Saved data entries –
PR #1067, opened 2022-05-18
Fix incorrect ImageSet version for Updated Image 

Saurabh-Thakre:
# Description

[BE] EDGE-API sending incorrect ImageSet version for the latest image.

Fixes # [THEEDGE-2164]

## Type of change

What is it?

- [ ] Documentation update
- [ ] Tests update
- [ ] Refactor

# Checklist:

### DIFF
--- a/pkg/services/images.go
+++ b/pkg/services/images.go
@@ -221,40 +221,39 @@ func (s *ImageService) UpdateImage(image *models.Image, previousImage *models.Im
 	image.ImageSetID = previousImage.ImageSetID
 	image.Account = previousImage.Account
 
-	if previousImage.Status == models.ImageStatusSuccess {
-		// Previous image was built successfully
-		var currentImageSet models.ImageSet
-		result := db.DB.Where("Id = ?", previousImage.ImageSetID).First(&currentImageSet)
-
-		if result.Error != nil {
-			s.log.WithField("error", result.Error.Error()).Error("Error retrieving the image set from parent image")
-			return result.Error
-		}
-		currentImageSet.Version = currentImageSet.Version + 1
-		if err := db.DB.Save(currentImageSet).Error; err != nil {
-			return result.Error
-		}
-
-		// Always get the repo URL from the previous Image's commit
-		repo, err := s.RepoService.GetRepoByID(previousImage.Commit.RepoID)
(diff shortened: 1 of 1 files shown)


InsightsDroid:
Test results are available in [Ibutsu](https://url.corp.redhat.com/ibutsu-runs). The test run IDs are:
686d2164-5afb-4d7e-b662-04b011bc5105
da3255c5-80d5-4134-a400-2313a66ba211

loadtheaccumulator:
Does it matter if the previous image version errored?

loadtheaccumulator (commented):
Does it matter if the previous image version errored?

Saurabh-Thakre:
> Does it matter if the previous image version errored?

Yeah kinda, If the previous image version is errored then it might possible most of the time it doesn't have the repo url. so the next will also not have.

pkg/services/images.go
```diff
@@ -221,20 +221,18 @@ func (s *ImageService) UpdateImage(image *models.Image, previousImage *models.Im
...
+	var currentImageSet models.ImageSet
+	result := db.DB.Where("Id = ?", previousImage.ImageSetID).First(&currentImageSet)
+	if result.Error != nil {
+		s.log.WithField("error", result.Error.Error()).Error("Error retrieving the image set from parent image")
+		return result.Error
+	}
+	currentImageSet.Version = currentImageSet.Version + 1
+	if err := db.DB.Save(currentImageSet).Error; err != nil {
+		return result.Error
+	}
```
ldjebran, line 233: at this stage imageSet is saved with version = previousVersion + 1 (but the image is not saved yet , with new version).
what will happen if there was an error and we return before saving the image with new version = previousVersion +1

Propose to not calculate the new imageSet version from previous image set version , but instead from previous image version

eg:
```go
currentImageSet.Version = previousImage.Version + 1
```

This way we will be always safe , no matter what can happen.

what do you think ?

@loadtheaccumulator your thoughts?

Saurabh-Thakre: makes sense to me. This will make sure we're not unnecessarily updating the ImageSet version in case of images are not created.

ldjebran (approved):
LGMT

WORK REQUEST – Repeat all the entries exactly as given.

RESULT BELOW –
PR #1067, opened 2022-05-18
Fix incorrect ImageSet version for Updated Image 

Saurabh-Thakre:
# Description

[BE] EDGE-API sending incorrect ImageSet version for the latest image.

Fixes # [THEEDGE-2164]

## Type of change

What is it?

- [ ] Documentation update
- [ ] Tests update
- [ ] Refactor

# Checklist:

### DIFF
--- a/pkg/services/images.go
+++ b/pkg/services/images.go
@@ -221,40 +221,39 @@ func (s *ImageService) UpdateImage(image *models.Image, previousImage *models.Im
 	image.ImageSetID = previousImage.ImageSetID
 	image.Account = previousImage.Account
 
-	if previousImage.Status == models.ImageStatusSuccess {
-		// Previous image was built successfully
-		var currentImageSet models.ImageSet
-		result := db.DB.Where("Id = ?", previousImage.ImageSetID).First(&currentImageSet)
-
-		if result.Error != nil {
-			s.log.WithField("error", result.Error.Error()).Error("Error retrieving the image set from parent image")
-			return result.Error
-		}
-		currentImageSet.Version = currentImageSet.Version + 1
-		if err := db.DB.Save(currentImageSet).Error; err != nil {
-			return result.Error
-		}
-
-		// Always get the repo URL from the previous Image's commit
-		repo, err := s.RepoService.GetRepoByID(previousImage.Commit.RepoID)
(diff shortened: 1 of 1 files shown)


InsightsDroid:
Test results are available in [Ibutsu](https://url.corp.redhat.com/ibutsu-runs). The test run IDs are:
686d2164-5afb-4d7e-b662-04b011bc5105
da3255c5-80d5-4134-a400-2313a66ba211

loadtheaccumulator:
Does it matter if the previous image version errored?

loadtheaccumulator (commented):
Does it matter if the previous image version errored?

Saurabh-Thakre:
> Does it matter if the previous image version errored?

Yeah kinda, If the previous image version is errored then it might possible most of the time it doesn't have the repo url. so the next will also not have.

pkg/services/images.go
```diff
@@ -221,20 +221,18 @@ func (s *ImageService) UpdateImage(image *models.Image, previousImage *models.Im
...
+	var currentImageSet models.ImageSet
+	result := db.DB.Where("Id = ?", previousImage.ImageSetID).First(&currentImageSet)
+	if result.Error != nil {
+		s.log.WithField("error", result.Error.Error()).Error("Error retrieving the image set from parent image")
+		return result.Error
+	}
+	currentImageSet.Version = currentImageSet.Version + 1
+	if err := db.DB.Save(currentImageSet).Error; err != nil {
+		return result.Error
+	}
```
ldjebran, line 233: at this stage imageSet is saved with version = previousVersion + 1 (but the image is not saved yet , with new version).
what will happen if there was an error and we return before saving the image with new version = previousVersion +1

Propose to not calculate the new imageSet version from previous image set version , but instead from previous image version

eg:
```go
currentImageSet.Version = previousImage.Version + 1
```

This way we will be always safe , no matter what can happen.

what do you think ?

@loadtheaccumulator your thoughts?

Saurabh-Thakre: makes sense to me. This will make sure we're not unnecessarily updating the ImageSet version in case of images are not created.

ldjebran (approved):
LGMT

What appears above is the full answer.